P Johnstone's "Notes on Logic and Set Theory" states that, for any set $x$, its transitive closure $\bigcup\{x\cup\bigcup x\cup\bigcup\bigcup x\cup\dots\}$ may be constructed using Union, Replacement, and Infinity.
How can this be proved? In particular, I don't see what definable function class to use in applying Replacement. (We can define informally that the ordinal 0 maps to $x$, 1 to $\bigcup x$, 2 to $\bigcup\bigcup x$, etc., but my understanding is that Replacement only applies if we can express the mapping as a function class, i.e. with a defined predicate.)
I don't want to use the Recursion Theorem, because the text uses transitive closure along the way in proving the recursion theorem.
Define the following function $F(n,x)=y$ if and only if there exists a sequence $x_i$ for $i\leq n$ with $x_0=x$ and $x_n=y$, such that for all $i<n$, $x_{i+1}=\bigcup x_i$.
Prove that this is a function, and that it is well-defined for all $n<\omega$. Then appeal to Infinity, Replacement, and finally Union.
Another approach to do that is to appeal to the von Neumann hierarchy.
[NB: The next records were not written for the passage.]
PR #104, opened 2024-03-20
Add OpenAPI and Swagger UI

ctron:


ctron:
There is still room for improvement, like types with a type argument. But it's a start.

bobmcwhirter (approved):

PR #113, opened 2024-03-21
feat: add some filesystem storage

ctron:


jcrossley3:
Forgive my ignorance, but why do we need this?

ctron:
> Forgive my ignorance, but why do we need this?

Wouldn't we want to store the content of the SBOMs and advisories we get asked to stored? Assuming we manage SBOMs, I think a use case would be to retrieve that document again at some point.

Additionally, if we decide to make changes in the way we extract information, we would be able to re-process those documents.

ctron:
Storing a lot of stuff in the database isn't the best idea IMO. For one, you'd consume RDS instance resources, vs S3 (which is much cheaper).

Second, I know that "can" store BLOBs. However, I also know that it's not performing well, compared to a filesystem.

ctron:
I still don't like the retrieval part (besides that I still need to implement it for SBOMs).

Right now, it uses the primary key of the advisory (the id). I think that's ok. However, that also requires that the user can find that ID of an advisory. I think there should be a second function: fetch advisory by "document ID" and "source".

jcrossley3 (commented):
My review is the last commit of #114 

But I don't particularly love it. And I thought we were going to have the default impl be the database, but I could be misremembering that.

jcrossley3:
Closing in light of #114, which includes these commits and resolves the conflicts resulting from #116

Once you know that $x$ is a subset of some transitive set, you can just take the intersection of all transitive sets containing $x$ and prove that it is indeed the transitive closure of $x$.
If you're unhappy with applying the Recursion Theorem (for $\omega$), then you're likely to be unhappy with this solution either, as it requires transfinite recursion to define the von Neumann hierarchy.